Nowadays when it comes to lending, bad credit may not be an issue for inquirers. This is because the lending industry has all kinds of loans out there, even those specifically targeted for people who may currently have bad credit. So, when it comes to finding emergency funding, bad credit is not an issue.
Some may be curious about what kinds of loans are out there for those with bad credit and how to go about finding them. Here is more information on navigating the lending industry with bad credit.
What Kind of Loans are Available for Those with Bad Credit?
In the lending industry there are generally two types of loans:
These loans require an asset involved with the loan. This asset can vary, it can be a car, a home, or even jewelry. No matter what the object is—the loan tends to be around the same value as the asset involved.

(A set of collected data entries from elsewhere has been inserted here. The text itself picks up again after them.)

PR #1051, opened 2026-07-02
ci: fix API stability check output and PR comment failure

grdsdev:
## What changed

- **`scripts/check-for-breaking-api-changes.sh`**: The script now captures the full `swift package diagnose-api-breaking-changes` output internally, pipes it to **stderr** (so it still appears in CI logs for debugging), and only writes the filtered `API breakage:` lines to **stdout**.
- **`.github/workflows/api-stability.yml`**:
  - Removed `2>&1` from the `API_OUTPUT` capture — only the filtered stdout (the actual breakage lines) is stored in the variable; the full build log streams naturally via stderr.
  - Removed the `echo "$API_OUTPUT"` that was re-printing the full log.
  - Replaced the unsafe `EOF` heredoc delimiter with `openssl rand -hex 8` to prevent `$GITHUB_OUTPUT` corruption if the output ever contains a bare `EOF` line.

## Why

The previous implementation captured the **entire build log** into `API_OUTPUT` — thousands of lines of package fetching, dependency resolution, and compilation warnings. This caused two failures:

1. **"Argument list too long"** — the `peter-evans/create-or-update-comment` action passed `api_output` as an environment variable to a Node.js process, which exceeded the OS argument length limit, making the step fail entirely.
2. **Unreadable output** — even when it didn't crash, the PR comment embedded the full build log, burying the ~15 actual `💔 API breakage:` lines in thousands of lines of noise.

## Reviewer notes

- The full build log is still visible in the CI step output (via stderr), so debugging information is not lost.
- The PR comment will now show only the compact list of breaking changes, e.g.:
  ```
  API breakage: var BucketOptions.fileSizeLimit has declared type change from Swift.String? to Storage.StorageByteCount?
  API breakage: var TransformOptions.resize has declared type change from Swift.String? to Storage.ResizeMode?
  ...
  ```

### DIFF
--- a/.github/workflows/api-stability.yml
+++ b/.github/workflows/api-stability.yml
@@ -33,13 +33,13 @@ jobs:
 
           echo "Checking for breaking API changes against $BASELINE_TREEISH"
 
-          # Run the breaking changes check and capture output
+          # Run the breaking changes check.
+          # stdout receives only the filtered "API breakage:" lines (see the script).
+          # stderr (full build log) flows directly to the CI log for debugging.
           set +e
-          API_OUTPUT=$(bash scripts/check-for-breaking-api-changes.sh 2>&1)
+          API_OUTPUT=$(bash scripts/check-for-breaking-api-changes.sh)
           API_EXIT_CODE=$?
           set -e
-
-          echo "$API_OUTPUT"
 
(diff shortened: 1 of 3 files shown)


spydon (approved):
Lgtm!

Because of the asset, lenders do not need to check or factor in credit when giving out a loan. Instead, lenders will look at income and the borrower’s ability to pay back the loan.

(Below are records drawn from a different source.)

PR #29, opened 2020-06-10
CI: Increases the default optimizer-ortool version to use ortool v7.5

alain-andre:
@fonsecadeline @braktar This PR increases optimizer-ortools version to use ortools v7.5


fonsecadeline:
This infortunately does not seem to be enough to fix our problematic test.

senhalil:
@alain-andre we use 7.5 on dev/beta, not 7.4.

senhalil:
I checked the 2 failing tests: The one in real cases is already fixed a month or two ago but it is not merged to dev yet. It is due to performance change in or-tools (it was depending on the old "iterations without improvement" limit). So it is not due to CI settings but will be fixed by this commit

The other fail is due to ortools version, we suspect because @braktar implemeted this feature with 7.5 and this test passes on @fonsecadeline 's Travis with version 7.5

senhalil:
@alain-andre  this is the fix for the second failing test https://github.com/senhalil/optimizer-api/commit/6d9ff6531258981f0700277d7e42a631f2e5e14c

Can you add it to this pull request and the other failing test will be fixed when you increase 7.4 to 7.5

These are the more traditional type of loans out there—and they don’t require an asset. With these loans, lenders do factor in credit because they want to protect themselves.
For those with bad credit, these types of loans may not be an option. With unsecured loans, lenders will look at income and the borrower’s ability to pay back the loan.
Types of Loans Where Bad Credit is Not an Issue
There are a few kinds of secured loans out there where bad credit is not an issue. Here are a few types of loans that may be options for those looking for funding:
- Auto Loans: These are loans where the borrower’s car is put down as collateral against the loan. Usually these loan periods are only a month long.
- Payday Loans: These loans are set up with the schedule of the borrower’s paycheck, and so usually only have a life of about two to four weeks.
- Home Equity Loans: These loans are like a second mortgage and rely on the value of the borrower’s home. These loans are usually a couple months long.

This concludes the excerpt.